# Installation Windows 10 très lent mac pro 3.1



## Zalondras (12 Septembre 2016)

Bonjour

voice ma configuration
MAC PRO 3.1, modele A1186 (indiqué au dos de la tour)
2 processeur 2.8 quadcore,
64 Giga de ram 667mhz
1 ssd 256g
1 hd 1 To
2 hd 500go
carte graphique ati 5970

j'ai tout essayer pour l'installation de windows 10 afin de profiter des jeux que j'avais sur PC.

Mon souci est le suivant lors de l'installation via Bootcamp tout se passé bien jusqu'au démarrage de l'installation de windows le processus est très lent plus 1h30 avant selection de la partition.

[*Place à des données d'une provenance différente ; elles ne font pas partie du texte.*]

PR #10719, opened 2022-01-01
Fix import "Don't overwrite value if already exists" for company

kuzmany:
| Q                                      | A
| -------------------------------------- | ---
| Bug fix? (use the a.b branch)          | [ ]
| New feature/enhancement? (use the a.x branch)      | [ ]
| Deprecations?                          | [ ]
| BC breaks? (use the c.x branch)        | [ ]
| Automated tests included?              | [ ] 
| Related user documentation PR URL      | mautic/mautic-documentation#... 
| Related developer documentation PR URL | mautic/developer-documentation#... 
| Issue(s) addressed                     | Fixes #... 

#### Steps to test this PR:
If you import company  and you enable **Don't overwrite value if already exists**  company was overwritten even If you do not expect it.  This PR fixed it 

1. Open this PR on Gitpod or pull down for testing locally (see docs on testing PRs [here](https://contribute.mautic.org/contributing-to-mautic/tester))
2. Create contact with company Mautic
3. Create import file for this contact with company **Mautic2**. CSV could look like
```csv
email,company
test@test.com,Mautic2
```
4. Contact should assign to company Mautic2 after import
5. Then import file for contact with company Mautic3 but enabled **Don't overwrite value if already exists**. CSV could look like 
```csv
email,company
test@test.com,Mautic3
```
6. Contact should not assign to company Mautic3 after import

<a href="https://gitpod.io/#https://github.com/mautic/mautic/pull/10719"></a>

PR #14737, opened 2025-03-14
Fix company import override when 'Keep existing value' option is enabled

Hugo-Prossaird:

## Description

M5 version of https://github.com/mautic/mautic/pull/10719.

On contact import, if you import linked company and you enable Keep value if already exists company was overwritten even If you do not expect it. This PR fixed it

---
### 📋 Steps to test this PR:
- Create a contact with company Mautic
- Import a file for this contact with company Mautic2, like
```csv
email,company
test@test.com,Mautic2
```
- Contact should be assigned to company Mautic2
- Then import file for contact with company Mautic3 but enabled Don't overwrite value if already exists. CSV could look like
```csv
email,company
test@test.com,Mautic3 
```
- Contact should not be assigned to company Mautic3


app/bundles/LeadBundle/Model/LeadModel.php
```diff
@@ -1184,6 +1175,27 @@ public function import($fields, $data, $owner = null, $list = null, $tags = null
...
+            if (!empty($companyData)) {
+                $company = $this->companyModel->importCompany(
+                    array_flip($companyFields),
+                    $companyData,
+                    null,
+                    true,
+                    $skipIfExists
+                );
+            }
+        }
```
escopecz: I read this that if the imported contact has a company then the company fields shouldn't be imported at all. Is that how it should behave? Shouldn't it create the company but perhaps do not link it with the contact?

escopecz (commented):
It took me a while to understand that this isn't about the company import but about importing a company through the contact import :) Perhaps make it more obvious in the title and description.

app/bundles/LeadBundle/Model/LeadModel.php
kuzmany: I'm not sure why, but this is about contact imports. Part of the contact import process also includes importing related company data linked to the contacts. If the data isn't related to a contact, the user cannot create a company through the contact import feature. 

Companies have their own separate import process for companies. 

It seems legit to me

escopecz: Alright. I wasn't sure this was intentional. I'm not sure which way is more logic myself. Let's say this is the right way to do it.

app/bundles/LeadBundle/Model/CompanyModel.php
```diff
@@ -920,11 +921,7 @@ public function checkForDuplicateCompanies(array $queryFields): array
         return $this->companyDeduper->checkForDuplicateCompanies($queryFields);
     }
 
-    /**
-     * @param array $fields
-     * @param array $data
-     */
-    protected function getFieldData($fields, $data): array
+    protected function getFieldData(array $fields, array $data): array
```
escopecz, line 924: Is this change necessary? Changing a protected method signature is considered a BC break as plugins that extend this method will break.

I'm not that touchy-feely about this as this should have been a private method from the beginning. But if there is no reason for this change, please revert it. Or rebase to the 7.x branch which can have BC breaks.

app/bundles/LeadBundle/Model/LeadModel.php
```diff
@@ -1184,6 +1175,27 @@ public function import($fields, $data, $owner = null, $list = null, $tags = null
         $lead ??= $this->checkForDuplicateContact($fieldData);
         $merged = (bool) $lead->getId();
 
+        // Extract company data and import separately
+        // Modifies the data array
+        $company                       = null;
+        [$companyFields, $companyData] = $this->companyModel->extractCompanyDataFromImport($fields, $data);
+
+        if ((true === $skipIfExists && empty($lead->getCompany())) || false === (bool) $skipIfExists) {
```
escopecz: Is it intentional that when checking for `false` then the variable is retyped (`(bool) $skipIfExists`) but when checking for `true` it isn't? It doesn't seem right. Either both need it or neither, right?

app/bundles/LeadBundle/Tests/Model/LeadModelTest.php
```diff
@@ -722,6 +722,67 @@ public function testModifiedCompanies(): void
...
     }
 
+    public function testImportLeadWithCompanyDataAndSkipIfExists(): void
+    {
+        $lead = new Lead();
+        $lead->setId(1);
+
+        $mockUserModel = $this->getMockBuilder(UserHelper::class)
+            ->disableOriginalConstructor()
+            ->getMock();
```
escopecz: Please try to not mock at all. The unit tests are terrible as it adds more burden for the maintenance. If you change the internal implementation of the class/methods then you have to update the unit tests too. And if the unit test is passing then it doesn't mean the feature works. It's very hard to understand as well.

In comparison, a functional test is pretty simple. You create some entities, flush them to the database, visit some endpoint with some data and assert what is returned. You can be sure that if the feature breaks the test will break too. If you refactor the code then you can leave the functional test intact and it still confirms if the feature works or not. It adds massive value with no burden.

BTW I spent several days refactoring unit tests lately just because the PHPUNIT minor version was upgraded. All unit tests. None of the functional tests needed to be touched.

But if you want to be a rebel and must mock, please do it in style 😎 
```suggestion
        $mockUserModel = $this->createMock(UserHelper::class);
```

escopecz (changes requested):

RCheesley:
Hey @Hugo-Prossaird will you be able to address the feedback from code review? cc @npracht @kuzmany for info.

npracht:
@escopecz last code review after your requested changes please :)

escopecz:
I will once the PHPSTAN issues are fixed.

kuzmany:
@escopecz ready

app/bundles/LeadBundle/Tests/Functional/Model/LeadModelTest.php
```diff
@@ -0,0 +1,143 @@
...
+use Mautic\LeadBundle\Model\LeadModel;
+use PHPUnit\Framework\Assert;
+
+class LeadModelTest extends MauticMysqlTestCase
+{
+    protected function setUp(): void
+    {
+        parent::setUp();
+    }
+
```
escopecz:
```suggestion
```

escopecz (changes requested):
The code changes look great. Just remove the unnecessary method that is just calling the parent method.

RCheesley:
@Hugo-Prossaird can you please rebase this to the 6.0 branch as we're now in security only support for the 5.2 series. Also please take a look at the issues raised by Sonarqube. Thanks!

Hugo-Prossaird:
Rebased to 6.x https://github.com/mautic/mautic/pull/15309

PR #14747, opened 2025-03-17
[UXUI-113] Move Landing pages and Focus items location under menus

andersonjeccel:

### Impact

The bug affects the organization of landing pages and focus items in the system. Users may find it confusing as landing pages are not placed under Channels and focus items are not under Components.

### Expected behaviour

Landing pages should be located under Channels. Focus items should be placed under Components.

### Actual behaviour

Currently, landing pages and focus items are not organized correctly. They are not placed under their respective categories.

### Other information

This change considers Channels as self-contained items. Landing pages do not need to be placed on a website or similar workflow. Components depend on a container where they will be placed. Focus items need to be inserted into a website or page to work. This organization aligns with other resources, and only these two need changes.

---
### 📋 Steps to test this PR:

2. Navigate to the Channels menu where landing pages are now listed.
3. Check the current location of landing pages.
4. Navigate to the Components menu where focus items are now listed.
5. Check the current location of focus items.

### DIFF
--- a/app/bundles/PageBundle/Config/config.php
+++ b/app/bundles/PageBundle/Config/config.php
@@ -75,7 +75,7 @@ return [
                 'mautic.page.pages' => [
                     'route'    => 'mautic_page_index',
                     'access'   => ['page:pages:viewown', 'page:pages:viewother'],
-                    'parent'   => 'mautic.core.components',
+                    'parent'   => 'mautic.core.channels',
                     'priority' => 100,
                 ],
             ],
--- a/plugins/MauticFocusBundle/Config/config.php
+++ b/plugins/MauticFocusBundle/Config/config.php
@@ -66,7 +66,7 @@ return [
             'mautic.focus' => [
                 'route'    => 'mautic_focus_index',
                 'access'   => 'focus:items:view',
-                'parent'   => 'mautic.core.channels',
+                'parent'   => 'mautic.core.components',
                 'priority' => 10,
             ],
         ],


kingsedem (approved):
Tested and Works as expected. 
**"Landing pages"** is now located under **"Channels"** and **"Focus items"**  is placed under **"Components"**

BEFORE: (Landing pages)
image

AFTER: 
image

================================
BEFORE: (Focus Items)
image

AFTER
image

escopecz:
I'm not sure I agree with this change. I take the channels menu item as a list of different communication channels Mautic can send a message to the contacts. Which works for focus items as they send a message to the contacts at the right moment, but doesn't work for landing pages as those are just public information anyone can get to.

@RCheesley @jos0405 WDYT?

If the community agrees on this change then it will also require changes in the docs:
Screenshot 2025-03-24 at 13 52 50

RCheesley:
My understanding of Channels is that it's a **way** in which we send information. Examples:

- Email
- SMS
- WhatsApp
- Focus Items

Thinking from the user perspective, you unsubscribe from a channel.

Components are the tools and building blocks which are used within campaigns in order to **support** the information sent, either **what** you're sending (e.g. assets), **where** you're sending them to (e.g. forms, landing pages) or **changes** you make when they land there (e.g. dynamic web content).

So, I too am in agreement with @escopecz that this proposal goes against the fundamental way that things are organised and structured within Mautic without good reason for doing so. I think it would create a lot more confusion than it hopes to solve. Perhaps it's better to make it clearer in the documentation why we group things in these ways if it isn't understood?

I have not seen any feedback about this being confusing, perhaps you could share what in particular is driving the proposal to change this @andersonjeccel or is it based on your understanding?

andersonjeccel:
@escopecz @RCheesley Great, thank you for the perspective
This was something in my list for a long time, to check if changing the definition of channels to self-contained mediums would make sense

Let's stick with the current definition, I'll close the PR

puis j'ai abandonné au bout de 14:00 d'installation n'avait toujours pas fini.

J'ai également le meme souci avec les versions windows 7, 8.1

tous originaux.

merci pour votre aide


----------



## Aceth (16 Mai 2020)

Bonjour! Je viens de passer des heures à chercher le problème.

Trop de Ram pour windows. 

C'est très bête mais pour installer j'ai enlevé mes 64go pour en utiliser que 2go.

Pour info c'était pour l'install de Windows 7. J'espère pouvoir rebalancer les 64 go de Ram avec Windows 10.

Du bon temps à vous!


----------